After ten years of constant growth the new brewery has also become far too small. In 2017 the company had the unique opportunity to expand into a huge, old warehouse sited on the premises of the former Pabst Brewery. With the help of an investor Milwaukee Brewing Company acquired the property, enabling it to quadruple its previous capacity in one fell swoop to a maximum 85,000 hectoliters per year. In addition to the 4,500-square-meter brewery the hall also accommodates pubs, event venues, a huge rooftop terrace and almost 6,000 square meters of offices.

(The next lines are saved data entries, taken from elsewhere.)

PR #1147, opened 2024-04-06
Linux GHA builds

Nicky-D:
Add Ubuntu 22.04 runner and Linux dependencies

Do not even try to touch ReleaseFS for Linux yet (this needs KDU, Havok, FMOD)

@bennettgoble this could work as a first rev. to get automated Linux builds via the standard pipeline. I'll see what else missed after a first run

### DIFF
--- a/.github/workflows/build.yaml
+++ b/.github/workflows/build.yaml
@@ -11,7 +11,7 @@ jobs:
   build:
     strategy:
       matrix:
-        runner: [windows-large, macos-12-xl]
+        runner: [windows-large, macos-12-xl, ubuntu-22.04]
         configuration: [Release, ReleaseOS]
         python-version: ["3.11"]
         include:
@@ -20,6 +20,8 @@ jobs:
         exclude:
           - runner: macos-12-xl
             configuration: ReleaseOS
+          - runner: ubuntu-22.04
+            configuration: Release
     runs-on: ${{ matrix.runner }}
     outputs:
       viewer_channel: ${{ steps.build.outputs.viewer_channel }}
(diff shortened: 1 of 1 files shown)


.github/workflows/build.yaml
```diff
@@ -11,7 +11,7 @@ jobs:
   build:
     strategy:
       matrix:
-        runner: [windows-large, macos-12-xl]
+        runner: [windows-large, macos-12-xl, ubuntu-22.04]
```
bennettgoble, line 14: Like with `windows-large` we have a larger runner available for linux builds, which this build can use by selecting `linux-large` instead of the commodity `ubuntu-22.04`

Screenshot 2024-04-06 085638

Nicky-D: Thank you for the info. I moved that build over to the large runner. I'm not sure if that has has access to AUTOBUILD_GITHUB_TOKEN  (the previous build failed due to that).

Though it is strange anyway that ReleaseOS comes with HAVOK=On when kicked off by GHA (I verified with Windows, there ReleaseOS always builds with Havok)

.github/workflows/build.yaml
```diff
@@ -11,7 +11,8 @@ jobs:
   build:
     strategy:
       matrix:
-        runner: [windows-large, macos-12-xl]
+        runner: [windows-large, macos-12-xl, linux-large]
+        ]
```
bennettgoble, line 15: Oops, little artifact left here.

Nicky-D:
Looks like we are in business:
- The build will run on ubuntu-larg
- Only ReleaseOS will be built
- HAVOK=On will be forcefully changed in build.sh (and crashreporting)

For some reason the Windows/OSX runner do have access to a github token and can download the havok source even during PR builds, the Ubuntu one could not.

For me this is good enough atm, as I cannot do much more regarding builds w/o the secret bits for "Release"

bennettgoble (approved):

marchcat (approved):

McCabe himself invested about €6.5 million – also in the technology. Three machines for the filling of bottles, cans and barrels were to be procured and when choosing a supplier the company owner remembered KHS. After all, years ago he’d often seen the German system supplier’s pioneering technology in action and long been in contact with Bob Pease, product group director at KHS USA. “Of course it’s handy for us to install our machines right on our doorstep, as it were, and to see how they prove themselves in practice at close quarters,” Pease smiles. “This makes it easy to exchange ideas and information. Even if the technology seems to be more or less the same, it’s the personal contact which makes all the difference.” McCabe also confirms the close relationship between the two companies. “It’d feel strange if we two didn’t speak to one another at least once a month.” For him, the prime factor in deciding to invest in KHS machinery was after sales. “Compared to the competition, the service provided by KHS is far superior the world over. Here, we sense there’s a much higher level of involvement and we have exactly the response time we need.”

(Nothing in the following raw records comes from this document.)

PR #1150, opened 2024-04-07
[WebRTC] Explicit decline message for webrtc p2p sessions.

roxanneskelly:
WebRTC P2P uses a different mechanism for managing p2p voice calls than Vivox, as WebRTC uses the existing messaging infrastructure to handle calls, declines, accepts, etc.  Vivox uses a vivox-supplied mechanism for p2p calls.

This required us to add explicit p2p call and p2p decline messaging.

Also, in this PR, are some linux-related code fixes and some renaming of items to be more clear.

### DIFF
--- a/indra/llwebrtc/llwebrtc.cpp
+++ b/indra/llwebrtc/llwebrtc.cpp
@@ -515,16 +515,6 @@ void LLWebRTCImpl::updateDevices()
         char name[webrtc::kAdmMaxDeviceNameSize];
         char guid[webrtc::kAdmMaxGuidSize];
         mTuningDeviceModule->PlayoutDeviceName(index, name, guid);
-
-#if WEBRTC_LINUX
-        // Linux audio implementation (pulse and alsa)
-        // return empty strings for the guid, so 
-        // use the name for the guid
-        if (!strcmp(guid, ""))
-        {
-            strcpy(guid, name);
-        }
-#endif // WEBRTC_LINUX
         mPlayoutDeviceList.emplace_back(name, guid);
     }
 
@@ -543,15 +533,6 @@ void LLWebRTCImpl::updateDevices()
         char name[webrtc::kAdmMaxDeviceNameSize];
         char guid[webrtc::kAdmMaxGuidSize];
         mTuningDeviceModule->RecordingDeviceName(index, name, guid);
-#if WEBRTC_LINUX
-        // Linux audio implementation (pulse and alsa)
-        // return empty strings for the guid, so
-        // use the name for the guid
-        if (!strcmp(guid, ""))
-        {
-            strcpy(guid, name);
-        }
-#endif  // WEBRTC_LINUX
         mRecordingDeviceList.emplace_back(name, guid);
     }
 
--- a/indra/llwebrtc/llwebrtc.cpp
+++ b/indra/llwebrtc/llwebrtc.cpp
@@ -26,7 +26,6 @@
 
 #include "llwebrtc_impl.h"
 #include <algorithm>
-#include <format>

In the summer of 2018 MKE Brewing moved into its new facilities. In doing so the company not only freed itself from the narrow confines of its former premises – which to date had forced visitors on the popular tours of the brewery to literally squeeze themselves past stacked barrels, sacks of malt and pallets piled high with cans. “At our old site we first had to clear a safe path through the brewery for our visitors every Friday afternoon. That was pretty crazy,” laughs McCabe. The spacious, light, transparent building on Ninth Street clearly indicates that this is a place where beer is made yet it also extends a warm invitation to the public at large. Guests to the pub have an in-depth view of MKE’s manufacturing and filling processes. The brewhouse and filling technology can be observed from the taproom through glass panes stretching from floor to ceiling – even while production is running. The three new KHS machines – an Innofill Glass Micro DPG bottle filler, an Innofill Can C can filler and an Innokeg CombiKeg for racking beer barrels– are thus practically ensconced in their very own showroom. “Using sophisticated technology is an important distinguishing feature for us, especially when it comes to contract filling,” the brewer explains. “Not many companies of our size can afford machines of this caliber. However, we find this absolutely essential if we are to ensure that our beer reaches the consumer in the quality it was made in.”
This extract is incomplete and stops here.